#### Collected data
——————————

PR #99, opened 2022-05-01
implemented sweep

pca006132:
Implemented a generic sweep operation on polygon cross section to create manifolds. Users can specify the sweeping path with a function that returns the 3D transformation matrix on the cross section (with z = 0). Users can specify the sweeping path to be closed by setting `isClosed = true`, so the first plane (step = 0) and the last plane (step = n - 1) will be connected together.

Example:
```c++
#include "manifold.h"
#include "glm/vec3.hpp"

using namespace manifold;

int main() {
    std::vector<manifold::PolyVert> vertices;
    for (int i = 0; i < 60; i++)
        vertices.push_back({glm::vec2(sind(-i*6) + 10, cosd(-i*6) + 10), i});

    Polygons polygons({vertices});
    std::function<glm::mat4x3(int)> f = [](int s) {
        glm::mat4x3 mat(1.0f);
        mat[0][0] = cosd(6*s);
        mat[2][0] = -sind(6*s);
        mat[0][2] = -mat[2][0];
        mat[2][2] = mat[0][0];
        mat[3][1] = 5*s/60.0;
        return mat;
    };
    // creates a spring
    Manifold m = Manifold::Sweep(polygons, 1000, f);
    return 0;
}
```

### DIFF
--- a/manifold/include/manifold.h
+++ b/manifold/include/manifold.h
@@ -56,6 +56,8 @@ class Manifold {
                           glm::vec2 scaleTop = glm::vec2(1.0f));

——————————

#### GOAL OF THE EXERCISE
Exactly what appears above must be set down again in full.

#### ANSWER BOX
PR #99, opened 2022-05-01
implemented sweep

pca006132:
Implemented a generic sweep operation on polygon cross section to create manifolds. Users can specify the sweeping path with a function that returns the 3D transformation matrix on the cross section (with z = 0). Users can specify the sweeping path to be closed by setting `isClosed = true`, so the first plane (step = 0) and the last plane (step = n - 1) will be connected together.

Example:
```c++
#include "manifold.h"
#include "glm/vec3.hpp"

using namespace manifold;

int main() {
    std::vector<manifold::PolyVert> vertices;
    for (int i = 0; i < 60; i++)
        vertices.push_back({glm::vec2(sind(-i*6) + 10, cosd(-i*6) + 10), i});

    Polygons polygons({vertices});
    std::function<glm::mat4x3(int)> f = [](int s) {
        glm::mat4x3 mat(1.0f);
        mat[0][0] = cosd(6*s);
        mat[2][0] = -sind(6*s);
        mat[0][2] = -mat[2][0];
        mat[2][2] = mat[0][0];
        mat[3][1] = 5*s/60.0;
        return mat;
    };
    // creates a spring
    Manifold m = Manifold::Sweep(polygons, 1000, f);
    return 0;
}
```

### DIFF
--- a/manifold/include/manifold.h
+++ b/manifold/include/manifold.h
@@ -56,6 +56,8 @@ class Manifold {
                           glm::vec2 scaleTop = glm::vec2(1.0f));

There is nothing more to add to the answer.